At the same time The Academy concept began to unfold, we received information from our pediatrician that some blood work had come back indicating that one of our sons might have liver cancer–the same condition that had taken the life of my husband’s brother when they were small children.
I was devastated. Not only at the potential path our family was about to take, but that if my child’s life would be ending within the next year, this is the daily life I’d subjected him to?! Known daily affliction to pursue resilience?! He came home from school every day depleted, angry, and dreading to have to go back tomorrow. But I hadn’t listened! In this world that is so full, so abundant, so beautiful; in a family that is so full of love and joy and harmony; in a time when all the beauties of life are available to be enjoyed on every level, and in every way, and totally accessible to us through minimal effort–and this is the life I’d chosen for him?!
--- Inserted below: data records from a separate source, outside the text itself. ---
PR #54, opened 2018-12-01
CodeReview of 14 from 6

frankplus:
Hello Bullaku,
here is some of my code that needs to be reviewed.
could you please review:
in PhotoTester class
1) float ingredientsTextComparison(String correct, String extracted);
2) String getTagsStatsString()
3) String getMinKey(Map<String, Float> map)

and TestElement Class
Thanks

### DIFF
--- a/app/src/main/java/unipd/se18/ocrcamera/PhotoTester.java
+++ b/app/src/main/java/unipd/se18/ocrcamera/PhotoTester.java
@@ -429,6 +429,11 @@ public class PhotoTester {
         return report;
     }
 
+    /**
+     * Find and return key corresponding to minimum value
+     * @param map
+     * @return key corresponding to minimum value
+     */
     private String getMinKey(Map<String, Float> map) {
         String minKey = null;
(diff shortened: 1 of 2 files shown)


app/src/main/java/unipd/se18/ocrcamera/PhotoTester.java
```diff
@@ -0,0 +1,449 @@
...
+    }
+
+    public TestElement[] getTestElements() {
+        return testElements.toArray(new TestElement[0]);
+    }
+
+
+    /**
+     * Compare the list of ingredients extracted by OCR and the correct list of ingredients
+     * @param correct correct list of ingredients loaded from file
```
TaulantBullaku: I would have distinguished in a clearer way the "correct" parameter from the sentence that explains it otherwise it seems a repetition

frankplus: Corrected in commit 4ca6f2f

PR #55, opened 2018-12-01
Codereview of 7 from 14

GiovanniFurlan:
Hi Pham,
I'm asking for a review of the class JSONReportParser.
l added class TestEntry because it is essencial to understand the class.
No review of TestEntry class requested.

The informations about the class are the comments in the class


app/src/main/java/unipd/se18/ocrcamera/JSONReportParser.java
```diff
@@ -0,0 +1,116 @@
...
+import java.util.ArrayList;
+import java.util.Iterator;
+import java.util.List;
+import static android.support.constraint.Constraints.TAG;
+
+//All methods are static so no need for an dedicated class, i made it to have a clearer code while im writing it
+//The methods have to be added to the class that calls them
+//The class refers to TestEntry class
+//The class can receive only a particular type of JSONObject to have a idea see the example at this link:
+// https://ingsw18.slack.com/archives/CDFU418Q4/p1541678187026900
```
frankplus: When you say 
> All methods are static so no need for an dedicated class

do you mean a dedicated **object**?

Could you explain what do you mean by:
> The methods have to be added to the class that calls them

You can also make these multiline comments using /* */

app/src/main/java/unipd/se18/ocrcamera/JSONReportParser.java
```diff
@@ -0,0 +1,116 @@
...
+
+public class JSONReportParser {
+
+
+    /**
+     * Convert a string in JSONObject and call metod JSONReader
```
frankplus: The string is not converted into a JSONObject but into an array of TestEntry

frankplus: The method JSONReader is not called

app/src/main/java/unipd/se18/ocrcamera/JSONReportParser.java
```diff
@@ -0,0 +1,116 @@
...
+        {
+            Log.e(TAG, "Error in JSONReader");
+        }
+        return entryArray;
+    }
+
+    /**
+     * Add all the given JSONObject value in a TestEntry
+     * @param json the JSONObject where to find the value
+     * @return TestEntry with all the JSONObject value
```
frankplus, line 83: what happens if the json object doesn't have the fields "original_name" or "confidence"or  "ingredients" or "notes"?

app/src/main/java/unipd/se18/ocrcamera/JSONReportParser.java
```diff
@@ -0,0 +1,116 @@
...
+        try
+        {
+            //Iterator that slides all JSONObject inside the param
+            Iterator<String> keys = json.keys();
+            int i = 0;
+            while(keys.hasNext())
+            {
+                //Add all the information inside a TestEntry
+                JSONObject jsonDetails = json.getJSONObject(keys.next());
+                TestEntry entry = extractValues(jsonDetails);
```
frankplus, line 68: null value could be returned?

app/src/main/java/unipd/se18/ocrcamera/JSONReportParser.java
GiovanniFurlan: For the first one i mean that you can just delete this class and copy all the methods in the class where those are used and all work the same way because those are static methods.
For the comments yes i know. I used the shortcut Ctrl+/ to comment the line where u are.

app/src/main/java/unipd/se18/ocrcamera/JSONReportParser.java
GiovanniFurlan: The method JSONReader is not called because i didn't import the rest of the class

app/src/main/java/unipd/se18/ocrcamera/JSONReportParser.java
GiovanniFurlan: the method don't work, i have to add that on the specifics, because the JSONObject given have always those fields

app/src/main/java/unipd/se18/ocrcamera/JSONReportParser.java
GiovanniFurlan: The method return null only if u give this method a JSONObject with no fields "original_name" and "confidence". I had it to specifics.

GiovanniFurlan:
I made a new commit with the changes, please check if it's all ok. Thank you.

app/src/main/java/unipd/se18/ocrcamera/JSONReportParser.java
frankplus: I don't think that adding that to the specifics is a good idea because the programmer cannot always guarantee that. What is given to the method depends on the json file stored in the memory and we don't know if all json files are well formatted. I think it would be a better idea to leave the corresponding value empty (e.g. if "notes" is not present then do not set any notes in the entry).

GiovanniFurlan: The method JSONObject.getString() throws an exception if no mapping name is found, the exception is caught. I think it's good to advice the reader that the method don't work properly with different kind of JSONObject. What do you think?

frankplus: I think the method should manage those cases better because the programmer who use the method cannot guarantee that the json object have all the fields "original_name","confidence", "ingredients", "notes" and "tags".  If the json have a missing field then all the rest of TestEntry would be thrown away. Maybe you could put a try catch block each time you use json.getString and manage those cases separately. This is just my opinion.

GiovanniFurlan: Thanks for the advice but I think that this way the code would be not clear and difficult to read

frankplus: ok

PR #56, opened 2018-12-01
Codereview to 7 from 20

GiovanniFurlan:
Hi Vicentini,
I'm asking for a review of the class JSONReportParser.
l added class TestEntry because it is essencial to understand the class.
No review of TestEntry class requested.

The information about the class are in the comments of the code.


app/src/main/java/unipd/se18/ocrcamera/JSONReportParser.java
```diff
@@ -0,0 +1,116 @@
...
+
+import android.util.Log;
+import org.json.JSONArray;
+import org.json.JSONException;
+import org.json.JSONObject;
+import java.util.ArrayList;
+import java.util.Iterator;
+import java.util.List;
+import static android.support.constraint.Constraints.TAG;
+
```
RobertoUnipd18, line 11: All clear and simply the only one is the indentation of the brackets but it is subjective so we wait for the approval of the style document

GiovanniFurlan: ok, thanks for the tip.

PR #57, opened 2018-12-01
Codereview to 0 from 7

Giofasan:
Hi Giovanni Furlan,
here are the parts of my code that should be revised.
the only class of OcrCamera is the ResultActivity, in which you will find two functions made with Giovanni Piva and a function for the gallery. You will find everything commented with the author.
Since there is not a lot of code to revise, I have also added three other classes of mine: OCRActivity, OcrManager, MainApplication which were of the app with tesseract.

### DIFF
--- a/app/src/main/java/unipd/se18/ocrcamera/MainApplication.java
+++ b/app/src/main/java/unipd/se18/ocrcamera/MainApplication.java
@@ -11,7 +11,11 @@ import java.io.OutputStream;
 
 public class MainApplication extends Application {
 
-    public static MainApplication instance = null;
+    private static MainApplication instance = null;
+
+    private String fileName = "ita.traineddata";
+
+    private int dim = 1024;
 
     public void onCreate(){
         super.onCreate();
@@ -55,17 +59,17 @@ public class MainApplication extends Application {
                 OutputStream out = null;
                 try{
                     Log.d("MainApplication", "CopyTessDataForTextRecognizor");
-                    InputStream in = assetManager.open("ita.traineddata");
+                    InputStream in = assetManager.open(fileName);
                     String tesspath = instance.tessDataPath();
                     File tessFolder = new File(tesspath);
                     if(!tessFolder.exists()) {
                         tessFolder.mkdir();
                     }
-                    String tessData = tesspath+"/"+"ita.traineddata";
+                    String tessData = tesspath+"/"+fileName;
                     File tessFile = new File(tessData);
                     if(!tessFile.exists()){
                         out = new FileOutputStream(tessData);
-                        byte[] buffer = new byte[1024];
+                        byte[] buffer = new byte[dim];
                         int read = in.read(buffer);
                         while (read != -1){
                             out.write(buffer, 0, read);
@@ -85,7 +89,7 @@ public class MainApplication extends Application {
                             out.close();
                         }
                     }catch(Exception exx){
-
+                        Log.d("MainApplication", " Error ");
                     }
                 }
             }
--- a/app/src/main/java/unipd/se18/ocrcamera/MainApplication.java
+++ b/app/src/main/java/unipd/se18/ocrcamera/MainApplication.java
@@ -1,0 +1,96 @@
+package com.example.mattia.fotocamera;
+
+import android.app.Application;
+import android.content.res.AssetManager;
+import android.util.Log;
+
+import java.io.File;
+import java.io.FileOutputStream;
+import java.io.InputStream;
+import java.io.OutputStream;
+
+public class MainApplication extends Application {
+
+    public static MainApplication instance = null;
+
+    public void onCreate(){
+        super.onCreate();
+        //start copy file here
+        instance=this;
+        copyTessDataForTextRecognizor();
+    }
+
+    /**
+   	* @author Fasan Giovanni
+    * @param none
+   	* @return String of tess's data path
+    */
+
+    private String tessDataPath(){
+        return MainApplication.instance.getExternalFilesDir(null)+"/tessdata/";
+    }
+
+    /**
+    * @author Fasan Giovanni
+    * @param none
+    * @return String of tess's data parent directory
+    */
+
+    public String getTessDataParentDirectory(){
+        return MainApplication.instance.getExternalFilesDir(null).getAbsolutePath();
+    }
+
+    /**
+    * @author Fasan Giovanni
+    * @param none
+    * @return void
+    * open and read tessdata file for recognizer the text
+    */
+
+    private void copyTessDataForTextRecognizor(){
+        Runnable run = new Runnable() {
+            @Override
+            public void run() {
+                AssetManager assetManager = MainApplication.instance.getAssets();
+                OutputStream out = null;
+                try{
+                    Log.d("MainApplication", "CopyTessDataForTextRecognizor");
+                    InputStream in = assetManager.open("ita.traineddata");
+                    String tesspath = instance.tessDataPath();
+                    File tessFolder = new File(tesspath);
+                    if(!tessFolder.exists()) {
+                        tessFolder.mkdir();
+                    }
+                    String tessData = tesspath+"/"+"ita.traineddata";
+                    File tessFile = new File(tessData);
+                    if(!tessFile.exists()){
+                        out = new FileOutputStream(tessData);
+                        byte[] buffer = new byte[1024];
+                        int read = in.read(buffer);
+                        while (read != -1){
+                            out.write(buffer, 0, read);
+                            read = in.read(buffer);
+                        }
+                        Log.d("MainApplication", " Did finish copy tess file ");
+                    }
+                    else{
+                        Log.d("MainApplication", " tess file exist ");
+                    }
+                }catch(Exception e){
+                    Log.d("MainApplication", "couldn't copy with the following error :"+e.toString());
+                }
+                finally{
+                    try{
+                        if(out!=null){
+                            out.close();
+                        }
+                    }catch(Exception exx){
+
+                    }
+                }
+            }
+        };
+        new Thread(run).start();
+    }
+
+}
--- a/app/src/main/java/unipd/se18/ocrcamera/OCRActivity.java
+++ b/app/src/main/java/unipd/se18/ocrcamera/OCRActivity.java
@@ -1,0 +1,38 @@
+package com.example.mattia.fotocamera;
+
+import android.content.Intent;
+import android.graphics.Bitmap;
+import android.graphics.BitmapFactory;
+import android.support.v7.app.AppCompatActivity;
+import android.os.Bundle;
+import android.util.Log;
+import android.widget.ImageView;
+import android.widget.TextView;
+
+import java.io.File;
+
+/**
+* @author Fasan Giovanni
+*/
+public class OCRActivity extends AppCompatActivity {
+    //private static final String TAG = "AndroidCameraApi";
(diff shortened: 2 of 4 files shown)


app/src/main/java/unipd/se18/ocrcamera/ResultActivity.java
```diff
@@ -0,0 +1,303 @@
...
+     * @author Giovanni Fasan(g1), Giovanni Piva(g1)
+     * @param text String in which you have to find the ingredients
+     * @return String with the list of ingredients found in the text
+     * Put in database csv: https://www.youtube.com/watch?v=i-TqNzUryn8
+     */
+    public String inciDetector(String text){
+        String inci = "";
+        try {
+            InputStream is = getResources().openRawResource(R.raw.database);
+            BufferedReader reader = new BufferedReader(new InputStreamReader(is, Charset.forName("UTF-8")));
```
GiovanniFurlan: i didn't understand what is "UTF-8". 
If it's a name could be better to define it as a final variable to avoid HardCoding.

The same problem in line 273

app/src/main/java/unipd/se18/ocrcamera/ResultActivity.java
```diff
@@ -0,0 +1,303 @@
...
+        canvas.drawBitmap(original, 5.0f, 0.0f, null);
+
+        return rotatedBitmap;
+    }
+
+    /**
+     * @author Giovanni Fasan(g1), Giovanni Piva(g1)
+     * @param text String in which you have to find the ingredients
+     * @return String with the list of ingredients found in the text
+     * Put in database csv: https://www.youtube.com/watch?v=i-TqNzUryn8
```
GiovanniFurlan: It's really good to link a video but it's not comfortable to watche a 20 minute video to understand a 30 lines method.
Could be better to add a comment to explain what method do.

The same problem in line 263

app/src/main/java/unipd/se18/ocrcamera/ResultActivity.java
```diff
@@ -0,0 +1,303 @@
...
+
+        return inci;
+    }
+
+    /**
+     * @author Giovanni Fasan(g1), Giovanni Piva(g1)
+     * @param text String in which you have to find the ingredients
+     * @return String with ingredients list of the label
+     * Put in database csv: https://www.youtube.com/watch?v=i-TqNzUryn8
+     * problem contains
```
GiovanniFurlan: What does "problem contains" mean, i don't understand.

app/src/main/java/unipd/se18/ocrcamera/ResultActivity.java
```diff
@@ -0,0 +1,303 @@
...
+
+        Bitmap rotatedBitmap = Bitmap.createBitmap(original, 0, 0, width, height, matrix, true);
+        Bitmap mutableBitmap = rotatedBitmap.copy(Bitmap.Config.ARGB_8888, true);
+        Canvas canvas = new Canvas(mutableBitmap);
+        canvas.drawBitmap(original, 5.0f, 0.0f, null);
+
+        return rotatedBitmap;
+    }
+
+    /**
```
GiovanniFurlan: There are no comments inside both methods so it's hard do understand every line of code.
Could be better to add more comments, mostly when initialize some object or use method. 
For example line 244-245, cicle in line 247, 272, 285.

GiovanniFurlan (changes requested):
sorry this was a mistake, ignore this comment

app/src/main/java/unipd/se18/ocrcamera/MainApplication.java
```diff
@@ -0,0 +1,96 @@
...
+
+    private void copyTessDataForTextRecognizor(){
+        Runnable run = new Runnable() {
+            @Override
+            public void run() {
+                AssetManager assetManager = MainApplication.instance.getAssets();
+                OutputStream out = null;
+                try{
+                    Log.d("MainApplication", "CopyTessDataForTextRecognizor");
+                    InputStream in = assetManager.open("ita.traineddata");
```
GiovanniFurlan: Is "ita.traineddata" a String you chose? To avoid hardcoding could be better to define a final variable at the beginning of the method.

app/src/main/java/unipd/se18/ocrcamera/MainApplication.java
```diff
@@ -0,0 +1,96 @@
...
+                    String tesspath = instance.tessDataPath();
+                    File tessFolder = new File(tesspath);
+                    if(!tessFolder.exists()) {
+                        tessFolder.mkdir();
+                    }
+                    String tessData = tesspath+"/"+"ita.traineddata";
+                    File tessFile = new File(tessData);
+                    if(!tessFile.exists()){
+                        out = new FileOutputStream(tessData);
+                        byte[] buffer = new byte[1024];
```
GiovanniFurlan: Could be better use a final variable with value 1024 to avoid hardcoding.

app/src/main/java/unipd/se18/ocrcamera/MainApplication.java
```diff
@@ -0,0 +1,96 @@
...
+                        while (read != -1){
+                            out.write(buffer, 0, read);
+                            read = in.read(buffer);
+                        }
+                        Log.d("MainApplication", " Did finish copy tess file ");
+                    }
+                    else{
+                        Log.d("MainApplication", " tess file exist ");
+                    }
+                }catch(Exception e){
```
GiovanniFurlan, line 83: Could be better to not include general Exception but only the one refers to this try and catch

app/src/main/java/unipd/se18/ocrcamera/MainApplication.java
```diff
@@ -0,0 +1,96 @@
...
+    * @author Fasan Giovanni
+    * @param none
+    * @return String of tess's data parent directory
+    */
+
+    public String getTessDataParentDirectory(){
+        return MainApplication.instance.getExternalFilesDir(null).getAbsolutePath();
+    }
+
+    /**
```
GiovanniFurlan, line 47: For me that i never used Tesseract was really difficult to understand every method of this library.
Could be better to use comments inside the code when you use method of this library so would be easier to me to understabnd

app/src/main/java/unipd/se18/ocrcamera/MainApplication.java
```diff
@@ -0,0 +1,96 @@
...
+                    }
+                }catch(Exception e){
+                    Log.d("MainApplication", "couldn't copy with the following error :"+e.toString());
+                }
+                finally{
+                    try{
+                        if(out!=null){
+                            out.close();
+                        }
+                    }catch(Exception exx){
```
GiovanniFurlan, line 91: Could be better to not call a void catch, difficult to find a bug this way, or to add a comment that explain why u do this.
Also not to catch general Exception

app/src/main/java/unipd/se18/ocrcamera/OCRActivity.java
```diff
@@ -0,0 +1,38 @@
...
+    @Override
+    protected void onCreate(Bundle savedInstanceState) {
+        super.onCreate(savedInstanceState);
+        setContentView(R.layout.activity_ocr);
+        OcrManager manager = new OcrManager();
+        //initialize OCR library
+        manager.initAPI();
+        extras = getIntent().getExtras();
+        //get a photo's path from MainActivity
+        String path=extras.getString("PATH_I_NEED");
```
GiovanniFurlan, line 29: Is "PATH_I_NEED" a String you chose? To avoid hardcoding could be better to define a final variable at the beginning of the method.

app/src/main/java/unipd/se18/ocrcamera/OcrManager.java
```diff
@@ -0,0 +1,36 @@
...
+    public void  initAPI(){
+        baseAPI = new TessBaseAPI();
+        String dataPath = MainApplication.instance.getTessDataParentDirectory();
+        baseAPI.init(dataPath,"ita");
+        //first param is datapath which is part to the your trainned data, second is language code
+        //now, your trained data stored in asset folder, we need to copy it to another exernal storage folder
+        //It is better do this work when application start firt time
+    }
+
+    /**
```
GiovanniFurlan, line 23: Could be better to add @modify because the method call setImage.

app/src/main/java/unipd/se18/ocrcamera/ResultActivity.java
```diff
@@ -299,5 +320,42 @@ public String inciDetectorEtichetta(String text){
...
+                mImageView.setImageBitmap(Bitmap.createScaledBitmap(lastPhoto, lastPhoto.getWidth(), lastPhoto.getHeight(), false));
+                AsyncLoad ocrTask = new AsyncLoad(mOCRTextView,getString(R.string.processing));
+                ocrTask.execute(lastPhoto);
+            } catch (IOException e) {
+                e.printStackTrace();
+            }
+        }
+    }
+
 }
```
GiovanniFurlan, line 361: I cannot comment all the line so i made all the other comments here:
-line 254 and 278  Could be better to add a comment to the method that explains what it does.

app/src/main/java/unipd/se18/ocrcamera/ResultActivity.java
```diff
@@ -299,5 +320,42 @@ public String inciDetectorEtichetta(String text){
...
+    protected void onActivityResult(int requestCode, int resultCode, Intent data){
+        super.onActivityResult(requestCode,resultCode,data);
+        if(resultCode==RESULT_OK && requestCode==PICK_IMG){
+            Uri imageUri;
+            imageUri = data.getData();
+            try {
+                lastPhoto = MediaStore.Images.Media.getBitmap(this.getContentResolver(), imageUri);
+                mImageView = findViewById(R.id.img_captured_view);
+                mImageView.setImageBitmap(Bitmap.createScaledBitmap(lastPhoto, lastPhoto.getWidth(), lastPhoto.getHeight(), false));
+                AsyncLoad ocrTask = new AsyncLoad(mOCRTextView,getString(R.string.processing));
```
GiovanniFurlan: I didn't understand the line 352, no information on internet. Could be better to add a comment to explain that.

GiovanniFurlan (changes requested):
Hi Fasan,
I reviewed your code. 
I had some problem on the code with few comments, instead the code with a lot of comments was clear.

app/src/main/java/unipd/se18/ocrcamera/MainApplication.java
Giofasan: Yes you're right it's actually hardcoding.
ita.traineddata is the name of the library file.

app/src/main/java/unipd/se18/ocrcamera/MainApplication.java
Giofasan: As we have discarded Tesseract, I preferred to focus on something else and I have not properly commented on the code.
For this I apologize.

app/src/main/java/unipd/se18/ocrcamera/ResultActivity.java
Giofasan: I used the same method previously written by someone else in the class. That's why I did not add any comments. I will try to add the comment.

Giofasan:
I have corrected some suggested things.
Now do you think it's better?

GiovanniFurlan (approved):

Gratefully, through further testing, we discerned that he doesn’t have cancer, but the principle is paramount in my mind–my children are here to experience the magnificence of life, and to grow to find their fullest, most abundant self. I believe The Academy can do that better than any other organization, institution or method for my children.
Additionally, The Academy aims to address the problem at large. It is designed to empower parents–both those who are enrolled at The Academy, and all others in the community, to know how to raise children who are mentally, emotionally and socially well-adjusted. If the parents of a community are empowered to overcome the depraved society that is growing around us, then these precious children can flourish. And that opportunity for flourishing is what The Academy aims to provide for children, for parents, and for the community at large; here in the outskirts of Atlanta, and eventually throughout the United States.